Direct confirmation of long-range magnetic order and evidence for multipoles in Ce2O3

Abstract

The sesquioxide, Ce2O3, has been a material of intense interest in recent years due to reports of an anomalous giant magnetodielectric effect and emergent mixed crystal field-phonon (vibronic) excitations below a putative antiferromagnetic transition at TN = 6.2 K. The claim of long-range magnetic order in this material is based on heat capacity and temperature-dependent susceptibility measurements; however, multiple neutron diffraction studies have been unable to distinguish any magnetic Bragg peaks.
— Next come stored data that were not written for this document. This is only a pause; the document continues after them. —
PR #141, opened 2023-01-23
languages: Add clangd_extensions, a plugin to handle clangd LSP extensions

traxys:


plugins/languages/clangd_extensions.nix
```diff
@@ -0,0 +1,189 @@
...
+in
+  with lib; let
+    borderOpt = let
+      bordersTy =
+        types.enum ["double" "rounded" "single" "shadow" "none"];
+    in
+      helpers.defaultNullOpts.mkNullable (types.either bordersTy (types.listOf bordersTy))
+      ''"none"'' "";
+  in {
+    options.plugins.clangd_extensions = {
```
pta2002, line 17: Can you rename this to `clangd-extensions`? Keeps consistency with the rest

plugins/languages/clangd_extensions.nix
```diff
@@ -0,0 +1,189 @@
...
+      enable = mkEnableOption "clangd_extensions, plugin implementing clangd LSP extensions";
+
+      package = mkOption {
```
pta2002, line 20: There's also `mkPackageOption` in the helpers now

pta2002 (changes requested):

plugins/languages/clangd_extensions.nix
traxys: Yeah I was not really sure to respect the case of the plugin or the other plugins, will do!

plugins/languages/clangd_extensions.nix
traxys: Ah right, will edit

traxys:
Should be done, sorry for the force push needed it to rebase on master

pta2002 (approved):

PR #144, opened 2023-01-24
helpers: add mkPackageOption + refactoring

GaetanLepage:
This PR adds a new helper function: `mkPackageOption`.

It replaces:
```nix
package = mkOption {
  type = types.package;
  default = pkgs.vimPlugins.gruvbox-nvim;
  description = "Plugin to use for gruvbox";
};
```

with:
```nix
package = helpers.mkPackageOption "gruvbox" "gruvbox-nvim";
```

It required me to add  `pkgs` as an input of `helpers.nix`... For me it is worth it. What do you think ?

### DIFF
--- a/flake.nix
+++ b/flake.nix
@@ -58,7 +58,7 @@
                   modules = nixvimModules;
                 };
                 runUpdates = pkgs.callPackage
-                  ({ pkgs, stdenv }: stdenv.mkDerivation { 
+                  ({ pkgs, stdenv }: stdenv.mkDerivation {
                     pname = "run-updates";
                     version = pkgs.rust-analyzer.version;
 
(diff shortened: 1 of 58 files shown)


pta2002:
Hey, I'd say it's better to just pass in the package directly to the second option instead of a string. That way we can package stuff that isn't on nixpkgs, or is nested inside some module (like `nodePackages` for example), also makes it so that `helpers` does not need to be added

GaetanLepage:
> Hey, I'd say it's better to just pass in the package directly to the second option instead of a string. That way we can package stuff that isn't on nixpkgs, or is nested inside some module (like `nodePackages` for example), also makes it so that `helpers` does not need to be added

Ok I understand. Now it should be alright :)

pta2002 (approved):

pta2002:
Hey @GaetanLepage, please ensure that `helpers` is declared in all the files that you've changed to use this, there's tons of errors right now because of it. Building the docs evaluates all modules, so just try building them to see if you got everything (`nix build .#docs`). When you're done open a new pr, sorry for the mess, my bad for not checking thoroughly

PR #148, opened 2023-01-24
Refactor gitsigns to use nullable options

traxys:
This adds a few helpers for enums to refactor gitsigns.

It changes all options to be nullable, significantly (by 80 lines) reducing the length of an init.lua that only enables gitsigns.

### DIFF
--- a/lib/helpers.nix
+++ b/lib/helpers.nix
@@ -88,6 +88,8 @@ rec {
     mkInt = default: mkNullable lib.types.int (toString default);
     mkBool = default: mkNullable lib.types.bool (if default then "true" else "false");
     mkStr = default: mkNullable lib.types.str ''"${default}"'';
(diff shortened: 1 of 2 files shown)


lib/helpers.nix
```diff
@@ -86,8 +86,10 @@ rec {
     );
 
     mkInt = default: mkNullable lib.types.int (toString default);
-    mkBool = default: mkNullable lib.types.bool (toString default);
+    mkBool = default: mkNullable lib.types.bool (if default then "true" else "false");
```
pta2002, line 89: why this change?

pta2002: nvm, got it, `toString true/false` returns `1/0`

pta2002 (approved):

pta2002:
thanks!

lib/helpers.nix
traxys: Worse than that, it returns "1"/""

PR #150, opened 2023-01-25
helpers: add mkPackageOption + refactoring

GaetanLepage:
Indeed, https://github.com/pta2002/nixvim/pull/144 was full of errors.
This is my second attempt.
The docs build successfully.


pta2002 (approved):
alright, seems like this fixes the issues with the previous version :) let's try again

PR #154, opened 2023-01-25
plugins/git: Add gitmessenger plugin

traxys:


plugins/git/gitmessenger.nix
```diff
@@ -0,0 +1,117 @@
...
+  };
+
+  config =
+    let
+      cfg = config.plugins.gitmessenger;
+    in
+    mkIf cfg.enable {
+      extraPlugins = [ cfg.package ];
+      globals = {
+        git_messenger_close_on_cursor_moved = helpers.mkIfNonNull cfg.closeOnCursorMoved;
```
pta2002, line 101: There's no real need to use the `mkIfNonNull` here. When creating a global, it uses `toLuaObject` under the hood, so if it's null it's just going to not be set.

pta2002 (changes requested):

plugins/git/gitmessenger.nix
traxys: I never really know when to know mkIf vs if (as is the case here, because toLuaObject would use an 'if')...

pta2002: AFAIK `mkIf` makes it not set, where as `if` just sets it to null. However, in this case, it's irrelevant, since `toLuaObject` ignores anything that's set to null (since in lua, setting something to nil is the same as not setting it)

traxys:
Should have fixed the gitmessenger options

pta2002 (approved):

In this article, we present the results of a comprehensive investigation of the low-temperature phase in symmetry-broken polycrystalline Ce2O3 using a combination of magnetic susceptibility, heat capacity, neutron diffraction, triple-axis and time-of-flight (TOF) inelastic neutron scattering (INS), and muon spin rotation (μSR). Our measurements and subsequent analysis confirm that the transition at TN can be associated with the ordering of moments on the Ce3+ site. Both a spontaneous magnetic order observed with μSR and a dispersive spin-wave spectrum observed with inelastic neutron scattering suggest a model wherein planar dipoles order antiferromagnetically. Notable inconsistencies between μSR and neutron scattering data within the dipole picture provide strong evidence for the ordering of higher-order moments.